Bookmakers were nursing hefty losses after a cross-party group of MPs called for a clampdown on betting machines that allow punters to lose £300 a minute.
The parliamentary group said the Government should cut maximum stakes on fixed-odd betting terminals from £100 a spin to £2 and slow down the speed at which they operate.
The intervention caused William Hill to sink more than six per cent, or 18.8p to 292.7p, while Ladbrokes Coral dropped two per cent, or 3.5p to 123.6p.
The FTSE 100 Index paused for breath following a heady rise in the previous session, climbing 29.32 points to 6,931.55.
London's top-flight reached its highest level on Wednesday since Donald Trump's shock US presidential victory, adding more than £30 billion to the value of the UK's blue-chip giants.
It came after the market enjoyed a triple tonic of rallying mining stocks, the plunging pound and hopes that Italy may take a controlling stake in troubled banking giant Monte dei Paschi di Siena.
Across Europe, Germany's Dax was 1.8 per cent higher and the Cac 40 in France rose 0.9 per cent.
On the currency markets, the pound was down 0.4 per cent against the US dollar at 1.257, with the greenback strengthening on news that fewer Americans signed up for unemployment benefits last week.
However, sterling was 0.8 per cent ahead versus the euro at 1.183 after the European Central Bank (ECB) poured another half-trillion euro in newly printed money into the eurozone economy to support its recovery.

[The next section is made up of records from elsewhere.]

PR #471, opened 2019-10-28
ci(ci): publish binaries when tags are pushed

dora-gt:
**This branch is based on [`feature/dx/testable-md-integrating-into-ci`](https://github.com/interledger-rs/interledger-rs/pull/305)**

image

image

- Publishes binaries for two platforms
    - General Linux OSs using `musl`
    - macOS using [`osxcross`](https://github.com/tpoechtrager/osxcross)
- Binaries are built only when something is tagged with name `ilp-node-.*` or `ilp-cli-.*`.
- Release notes are auto-generated by [conventional-changelog](https://www.npmjs.com/package/conventional-changelog-cli).
- It seems that distributing macOS binaries is no problem but I'm not sure that publishing the docker image using `osxcross` ([interledgerrs/circleci-rust-mac](https://hub.docker.com/r/interledgerrs/circleci-rust-mac)) is legitimate. So I'm contacting Apple whether it is OK or not.
    - We could make it `private` repo but that needs credits on DockerHub.
    - Also we could use [`macOS executor`](https://circleci.com/docs/2.0/executor-types/#using-macos) on CircleCI but it also requires credits on CircleCI.

The workflow is like:
image
which means
- `test-md` is not required to publish artifacts because it should be tested on their branch before merging into master or tagged.
- Buiding binaries jobs and building docker image job are processed in parallel.


dora-gt:
A collaborator of `cargo release` kindly answered the question.
https://github.com/sunng87/cargo-release/issues/172

He suggested that using `release.toml` in `ilp-node` would solve the problem. We could tag the `ilp-node` crate with just a tag `vX.X.X`, setting `tag-prefix` empty. The toml would look like
```
tag-prefix = ""
```
This seems to work well. If there are no objections, I would like to do so.

bstrie:
Very cool to see conventional-changelog in action. Sadly I don't feel qualified to review since I have no experience with CI or release distribution.

emschwartz:
> I'm not sure that publishing the docker image using osxcross (interledgerrs/circleci-rust-mac) is legitimate

@dora-gt I don't think we should publish docker images for mac. There should be at most 1 docker image per binary we're releasing and it should use the most minimal linux distro for it.

dora-gt:
Sorry, my bad. It seems already possible to use `macOS executor`, maybe because we are already paying. I'll try to fix.

dora-gt:
I'm merging this (into `feature/dx/testable-md-integrating-into-ci`) because I could use `macOS executor` of CircleCI and now we don't need to use any docker images to build macOS binaries.

PR #476, opened 2019-10-28
STREAM Receiver: fulfill packets meant for the JS stream server

emschwartz:
Before putting interledger.rs into production, we want to run it side by side with the `ilp-connector` and `ilp-spsp-server` (Javascript implementation) and compare the results. 

This PR adds a feature that makes the Rust STREAM receiver try using the same method used by the JS receiver to generate the shared secret from the incoming packets. When enabled, this allows the Rust receiver to fulfill packets that were created with the details generated by the JS STREAM server.

I also modified the magic bytes used by the receiver to generate the shared secret to match the JS implementation. This is not generally necessary because it only matters that the magic bytes are the same between the server that generates the STREAM details and the one that fulfills the packet (normally the same implementation). We could use a different magic bytes string for the JS method as we do for the normal Rust flow, but it doesn't break anything to change this to match the JS implementation.

Note we may not want to keep this feature in for the long-term but I think it's reasonable to include in the short term.


crates/interledger-stream/src/server.rs
```diff
@@ -70,19 +77,33 @@ impl ConnectionGenerator {
...
-        if local_part.len() == 32 {
-            let (random_bytes, auth_tag) = local_part.split_at(18);
-            let shared_secret = hmac_sha256(&self.secret_generator[..], &random_bytes[..]);
-            let dest: &[u8] = destination_account.as_ref();
-            let derived_auth_tag = &hmac_sha256(&shared_secret[..], &dest[..dest.len() - 19])[..14];
-            if derived_auth_tag == auth_tag {
-                return Ok(shared_secret);
+        if let Ok(local_part) = base64::decode_config(local_part, base64::URL_SAFE_NO_PAD) {
+            if local_part.len() == 32 {
+                let (random_bytes, auth_tag) = local_part.split_at(18);
```
gakonst: These are not really random bytes, are they?

crates/interledger-stream/src/server.rs
```diff
@@ -70,19 +77,33 @@ impl ConnectionGenerator {
...
+                let shared_secret = hmac_sha256(&self.secret_generator[..], &random_bytes[..]);
+                let dest: &[u8] = destination_account.as_ref();
+                let derived_auth_tag =
+                    &hmac_sha256(&shared_secret[..], &dest[..dest.len() - 19])[..14];
+                if derived_auth_tag == auth_tag {
+                    return Ok(shared_secret);
+                }
             }
         }
+        #[cfg(feature = "fulfill-packets-for-js-receiver")]
```
gakonst: Why don't we just always generate the shared secret the way the js receiver does it anyway, instead of doing it both ways?

crates/interledger-stream/src/server.rs
emschwartz: It's a nonce generated by the sender

You're right that "random bytes" probably isn't the best way to describe it

crates/interledger-stream/src/server.rs
emschwartz: Implemented in https://github.com/interledger-rs/interledger-rs/pull/476/commits/83ccf456b96cef00d8cdeeb61178672a8554dc5d

emschwartz: Implemented in https://github.com/interledger-rs/interledger-rs/pull/476/commits/83ccf456b96cef00d8cdeeb61178672a8554dc5d

crates/interledger-stream/src/server.rs
```diff
@@ -41,49 +47,39 @@ impl ConnectionGenerator {
...
-            let (random_bytes, auth_tag) = local_part.split_at(18);
-            let shared_secret = hmac_sha256(&self.secret_generator[..], &random_bytes[..]);
-            let dest: &[u8] = destination_account.as_ref();
-            let derived_auth_tag = &hmac_sha256(&shared_secret[..], &dest[..dest.len() - 19])[..14];
-            if derived_auth_tag == auth_tag {
-                return Ok(shared_secret);
-            }
-        }
-        Err(())
+        // Note this computes the HMAC with the token _encoded as UTF8_,
```
gakonst:
```suggestion
        // Note this computes the HMAC with the token _encoded as UTF8,
```

crates/interledger-stream/src/server.rs
```diff
@@ -167,25 +159,33 @@ where
...
+                match response {
+                    Ok(ref _fulfill) => store.publish_payment_notification(PaymentNotification {
+                        to_username,
+                        from_username,
+                        amount,
+                        destination: destination.clone(),
+                        timestamp: DateTime::<Utc>::from(SystemTime::now()).to_rfc3339(),
+                    }),
+                    Err(ref reject) => {
+                        if reject.code() == ErrorCode::F06_UNEXPECTED_PAYMENT {
```
gakonst: Can't you do `map_err(|reject| { ... }` and handle the error there in the same way it was written before, since you're not avoiding using `result(response)` in either case?

crates/interledger-stream/src/server.rs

The price of oil rose 0.7 per cent to $53.35 (£42.42) a barrel despite concerns that Opec's landmark deal to support prices might turn out to be a damp squib.
In UK stocks, shares in Capita plunged to a 10-year low after the outsourcing firm warned over profits and moved to shore up its balance sheet by selling assets.
The FTSE 100 firm said "near-term headwinds", which had pegged back its performance this year, would now persist into the first half of 2017.
It said underlying pre-tax profits, excluding restructuring costs, would reach around £515 million for the full-year, compared to previous forecasts of between £535m and £555m.
Shares were down more than 13 per cent, or 78.7p to 485.3p,
Sports Direct was the biggest faller on the FTSE 250 after profits took a hammering following the collapse in sterling.
Shares dropped more than eight per cent, or 26.10p, to 288.8p after the scandal-hit retailer said underlying earnings plunged 33.5 per cent to £145.3m in the first half of the year.
Nevertheless, the firm said it will still take delivery of a corporate plane in the coming weeks at a cost of £40m.
The biggest risers on the FTSE 100 Index were WPP up 76p to 1,723p, TUI up 35p to 1,099p, International Consolidated Airlines Group up 13.8p to 448.5p, and Polymetal International up 23p to 777p.
The biggest fallers were Capita down 78.7p to 485.3p, Standard Chartered down 18.3p to 666.4p, Royal Mail down 10.9p to 462.1p, and Babcock International down 20p to 938p.